Showing posts with label locking up. Show all posts
Showing posts with label locking up. Show all posts

Tuesday, 8 November 2011

Tip 113: Taco a wheel

There are parts of this town a bike should not go to after dark. 
It's a sad day when we have to say the victim should have known better, but certain places attracts a certain kind of passer-by who think a bike is asking to have their wheel stomped.  
They make tacos out wheels and they laugh in the face of justice. 
Be. Careful. Out. There.

BONUS TIP: Rumours of citizens of this town returning to their bike to find the wheels not only taco-ed but stuffed with beans, jalapenos, spiced mince and sour cream are - the police insist - urban myth.  Leading constable Peta McDonald said in a statement this month that a comprehensive search of non-classified bike crime files provided no support for persistent rumours of a twisted bike psychopath defiling the city's bikes with a cruel parody of one of the globe's tastiest cuisines.

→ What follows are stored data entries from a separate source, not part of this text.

PR #417, opened 2025-09-06
Add request headers for global ratelimiting

PetrMc:
This change is needed to properly process `IP source` and `Headers` based global ratelimiting rules.

### DIFF
--- a/crates/agentgateway/src/proxy/httpproxy.rs
+++ b/crates/agentgateway/src/proxy/httpproxy.rs
@@ -60,7 +60,11 @@ async fn apply_request_policies(
 
 	// Extract dynamic metadata for CEL context
 	log.cel.ctx().with_extauthz(req);
-
+	log.cel.ctx().with_request(req);
+	log
+		.cel
+		.ctx()
+		.with_source(&log.tcp_info, log.tls_info.as_ref());
 	let exec = log
 		.cel
 		.ctx()
@@ -105,6 +109,11 @@ async fn apply_llm_request_policies(
 	let (rl_resp, response) = if let Some(rrl) = &policies.remote_rate_limit
 		&& let Some(log) = log
 	{
+		log.cel.ctx().with_request(req);
+		log
+			.cel
+			.ctx()
+			.with_source(&log.tcp_info, log.tls_info.as_ref());
 		let exec = log
 			.cel
 			.ctx()
--- a/crates/agentgateway/src/proxy/httpproxy.rs
+++ b/crates/agentgateway/src/proxy/httpproxy.rs
@@ -60,7 +60,6 @@ async fn apply_request_policies(
 
 	// Extract dynamic metadata for CEL context
 	log.cel.ctx().with_extauthz(req);
-	log.cel.ctx().with_request(req);
 	log
 		.cel
 		.ctx()
@@ -109,7 +108,6 @@ async fn apply_llm_request_policies(
 	let (rl_resp, response) = if let Some(rrl) = &policies.remote_rate_limit
 		&& let Some(log) = log
 	{
-		log.cel.ctx().with_request(req);
 		log
 			.cel
 			.ctx()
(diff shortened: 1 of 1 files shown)


PetrMc:
cc @npolshakova

howardjohn (commented):
I'm not sure I understand this. cel for next is shared throughout the entire request lifecycle. it should already have these set?

PetrMc:
@howardjohn thanks for double checking. the thing is the CEL context requires explicit population of different data types:
- with_source() - Makes source.address available for IP-based rate limiting
- with_request() - Makes request.headers["x-user-id"] available for header-based rate limiting

Before both Source IP and Header-based rate limiting failed because request data wasn't populated in the CEL context used by rate limiting policies. this PR ensures that both IP source and request headers are available for rate limiting evaluation in both regular and LLM request processing paths. (because the functions are next to each other the change was added to LLM, but I'm not aware of any current kgateway tests that would check the specific LLM path) 

Please let me know if you want me to replicate the tests without the change and provide additional evidence.

howardjohn:
both of those functions should be called well before we execute the remote rate limit though

howardjohn:
https://github.com/agentgateway/agentgateway/blob/5086933b7b446270e3d3ea7b11d1c307200ab2b5/crates/agentgateway/src/proxy/httpproxy.rs#L264

PetrMc:
Thank you, John!

by adding printouts in [debug code](https://github.com/PetrMc/agentgateway/blob/3074530e5593ac0cc8b1f2efa1d5cf0bc45440fe/crates/agentgateway/src/proxy/httpproxy.rs#L66-L89) (image `mcallisterpetr/agentgateway:rl-ip-addr-debug-0`)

Wednesday, 26 October 2011

Tip 104: Give the bird

Compared to consigning your enemies to years of sensory deprivation broken up only by CIA officers doing weird stuff to their junk, giving someone the bird seems pretty mild as far as 21st century retribution goes. 
But - when given with a full arm motion - it is almost as satisfying as denying someone's rights.

BONUS TIP: If anyone in the cycling community has a secret service with or without aircraft, owns land in which the status of law is unclear, or is open to holding dangerous motorists in morally dubious circumstances please leave contact details below and we'll see if we can hook something up.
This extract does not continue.